[Stored data]
━━━━
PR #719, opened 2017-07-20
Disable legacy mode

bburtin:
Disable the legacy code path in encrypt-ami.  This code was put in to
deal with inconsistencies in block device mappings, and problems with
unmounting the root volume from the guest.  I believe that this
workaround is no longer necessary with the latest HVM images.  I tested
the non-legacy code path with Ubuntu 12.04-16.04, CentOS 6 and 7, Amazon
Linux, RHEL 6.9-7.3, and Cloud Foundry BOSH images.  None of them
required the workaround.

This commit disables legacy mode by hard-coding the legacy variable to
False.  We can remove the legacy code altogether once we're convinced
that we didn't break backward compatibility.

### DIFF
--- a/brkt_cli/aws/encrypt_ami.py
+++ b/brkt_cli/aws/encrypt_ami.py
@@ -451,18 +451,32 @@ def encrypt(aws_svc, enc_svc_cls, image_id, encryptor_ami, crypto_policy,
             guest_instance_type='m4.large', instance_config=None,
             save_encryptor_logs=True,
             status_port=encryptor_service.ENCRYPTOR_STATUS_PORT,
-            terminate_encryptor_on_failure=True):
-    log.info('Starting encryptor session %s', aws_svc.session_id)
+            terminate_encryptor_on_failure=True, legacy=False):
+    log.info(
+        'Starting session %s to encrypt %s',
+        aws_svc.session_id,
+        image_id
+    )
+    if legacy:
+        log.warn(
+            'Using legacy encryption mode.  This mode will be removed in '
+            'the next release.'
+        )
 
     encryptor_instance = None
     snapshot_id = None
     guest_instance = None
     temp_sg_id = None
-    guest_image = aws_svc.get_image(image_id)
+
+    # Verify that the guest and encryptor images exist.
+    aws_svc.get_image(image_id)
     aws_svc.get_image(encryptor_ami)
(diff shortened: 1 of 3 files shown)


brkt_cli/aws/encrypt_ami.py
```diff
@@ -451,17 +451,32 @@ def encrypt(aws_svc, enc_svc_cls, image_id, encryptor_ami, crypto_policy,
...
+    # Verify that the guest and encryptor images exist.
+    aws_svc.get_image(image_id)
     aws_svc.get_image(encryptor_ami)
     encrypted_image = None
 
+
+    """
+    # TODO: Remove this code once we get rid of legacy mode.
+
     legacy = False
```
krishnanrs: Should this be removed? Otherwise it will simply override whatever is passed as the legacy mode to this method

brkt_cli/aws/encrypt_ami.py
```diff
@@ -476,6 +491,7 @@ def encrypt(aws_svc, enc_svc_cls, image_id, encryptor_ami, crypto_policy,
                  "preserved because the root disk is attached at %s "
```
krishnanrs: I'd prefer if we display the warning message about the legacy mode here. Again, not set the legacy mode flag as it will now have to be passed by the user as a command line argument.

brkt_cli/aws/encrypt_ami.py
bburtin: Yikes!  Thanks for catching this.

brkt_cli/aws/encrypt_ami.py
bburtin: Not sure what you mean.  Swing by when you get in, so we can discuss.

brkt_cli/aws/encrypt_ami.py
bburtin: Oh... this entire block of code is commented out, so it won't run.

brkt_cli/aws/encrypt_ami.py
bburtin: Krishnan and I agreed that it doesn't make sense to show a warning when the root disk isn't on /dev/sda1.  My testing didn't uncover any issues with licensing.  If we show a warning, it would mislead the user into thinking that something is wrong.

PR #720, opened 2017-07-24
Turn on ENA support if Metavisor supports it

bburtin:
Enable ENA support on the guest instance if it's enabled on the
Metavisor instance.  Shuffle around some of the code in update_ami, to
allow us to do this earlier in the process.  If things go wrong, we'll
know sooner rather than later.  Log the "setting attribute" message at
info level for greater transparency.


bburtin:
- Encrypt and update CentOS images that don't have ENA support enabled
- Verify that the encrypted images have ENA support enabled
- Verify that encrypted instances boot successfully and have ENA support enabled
━━━━
Scan the data above for the word "have". Copy every line in which it is found.

◆ **Exercise response**:
krishnanrs: I'd prefer if we display the warning message about the legacy mode here. Again, not set the legacy mode flag as it will now have to be passed by the user as a command line argument.
- Encrypt and update CentOS images that don't have ENA support enabled
- Verify that the encrypted images have ENA support enabled
- Verify that encrypted instances boot successfully and have ENA support enabled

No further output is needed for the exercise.